In order generate a textmatch image with TM-V, run from the command line,
create_textmatch_image.rb -o [path] -t [path] -s [path]
--help
Usage: create_textmatch_image.rb [options], provide paths for text files and path
for where the output image should be saved, be sure to inlucde the proper file extension,
.jpg, .png, etc. If no save path is provided, the image will not save.
-o, --text_one [path_to_file] Input path for first text
-t, --text_two [path_to_file] Input path for second text
-s, --save_to [path_to_save] Input the save path
The -o and -t flags are for specifying the files of the texts to be compared. If you want the image you create to be saved, provide a path with the -s flag. If no -s is included, the textmatch image will only be displayed, not saved.

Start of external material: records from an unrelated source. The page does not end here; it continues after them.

PR #404, opened 2022-08-25
feat: Allow signing transactions with arbitrary keys

AngelCastilloB:
# Context

Currently if you initializeTx and then add additional signatures manually before submitting tx, the transaction will fail for having too low fee. Input selection has to account for entire transaction size, so it has to be aware of # of extra signatures.

# Proposed Solution

Create mock of witnesses witnesses when we calculate the fee.

Things to keep in mind:

1. Mock witnesses have different lengths depending on the type which changes the expecting fee
2. Witnesses are a set so we need to get rid of duplicates to avoid over-estimating the fee


packages/wallet/src/KeyManagement/types.ts
```diff
@@ -138,8 +138,15 @@ export interface Ed25519KeyPair {
  */
 export type GetPassword = (noCache?: true) => Promise<Uint8Array>;
 
+/**
+ * @returns A Ed25519 transaction signature.
```
AngelCastilloB, line 142: Inaccurate docs

packages/wallet/src/KeyManagement/types.ts
```diff
@@ -138,8 +138,15 @@ export interface Ed25519KeyPair {
...
+ */
+// eslint-disable-next-line no-use-before-define
+export type SignTx = (txInternals: TxInternals, options?: SignTransactionOptions) => Promise<Cardano.Signatures>;
```
mkazlauskas, line 145: If the goal is for this to be compatible with KeyAgent's `signTransaction`, then this might be slightly better:
```suggestion
export type SignTx = KeyAgent['signTransaction'];
```

packages/wallet/src/KeyManagement/util/stubSignTransaction.ts
```diff
@@ -9,14 +9,19 @@ const randomPublicKey = () => Cardano.Ed25519PublicKey(Array.from({ length: 64 }
...
+  inputResolver: InputResolver,
+  signOptions?: SignTransactionOptions
+): Promise<Cardano.Signatures> => {
+  const mockSignature = Cardano.Ed25519Signature(
+    // eslint-disable-next-line max-len
+    'ffffffffffffffffffffffffffffffffffffffffffffffffffffffffffffffffffffffffffffffffffffffffffffffffffffffffffffffffffffffffffffffff'
   );
+
+  const signatureKeyPaths = await ownSignatureKeyPaths(txBody, knownAddresses, inputResolver);
+  const totalSignature = signatureKeyPaths.length + (signOptions?.extraSigners?.length || 0);
```
mkazlauskas, line 21: This is a problem because extraSigners can return more than 1 signature, but we also don't want to call it here so there's no way of knowing how many signatures we'll have. Perhaps let's change `SignTx` to return just 1 signature? Then if needed you could create a util like `keyAgentAsSigner(keyAgent: KeyAgent): SignTx`

packages/wallet/src/SingleAddressWallet.ts
```diff
@@ -446,6 +449,19 @@ export class SingleAddressWallet implements ObservableWallet {
     this.#logger.debug('Shutdown');
   }
 
+  async #getSignatures(txInternals: TxInternals, options?: SignTransactionOptions) {
+    let signatures: Cardano.Signatures = await this.keyAgent.signTransaction(txInternals, options);
+
+    if (options?.extraSigners) {
```
mkazlauskas, line 455: Since KeyAgent takes in options that include the extraSigners, it would make sense for KeyAgents to call the extraSigners, or else KeyAgent.signTransaction has an option that's never used. Alternatively we could remove it from options used in KeyAgent.signTransaction and leave it a sign option only in scope of ObservableWallet/SingleAddressWallet

mkazlauskas (changes requested):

As an example, I've provided two sample text files with the following exerpts of the Aeneid.
Text_1
'I sing of arms and the man, he who, exiled by fate,
first came from the coast of Troy to Italy, and to
Lavinian shores – hurled about endlessly by land and sea,
by the will of the gods, by cruel Juno’s remorseless anger,
long suffering also in war, until he founded a city
and brought his gods to Latium: from that the Latin people
came, the lords of Alba Longa, the walls of noble Rome.
Muse, tell me the cause: how was she offended in her divinity,'
Text_2
'There was an ancient city, Carthage (held by colonists from Tyre),
opposite Italy, and the far-off mouths of the Tiber,
rich in wealth, and very savage in pursuit of war.
They say Juno loved this one land above all others,
even neglecting Samos: here were her weapons
and her chariot, even then the goddess worked at,
and cherished, the idea that it should have supremacy
over the nations, if only the fates allowed.'
Comparing text_1 to itself produces the below image.
And comparing the different texts produces this image.
The black dots represent direct word matches while the red dots indicate a stem match. You can supply any other text in a .txt file and run them to compare the matching words. It is best, however, that the files not be too large, since the process is O(n^2).
- add further grammar support (irregular verb conjugations)
- add a key of matched words and positions to make the image more legible
- add Latin language grammar support
Other than the Ruby standard library, TM-V uses the Ruby-Stemmer gem, ImageMagick library and the RMagick gem.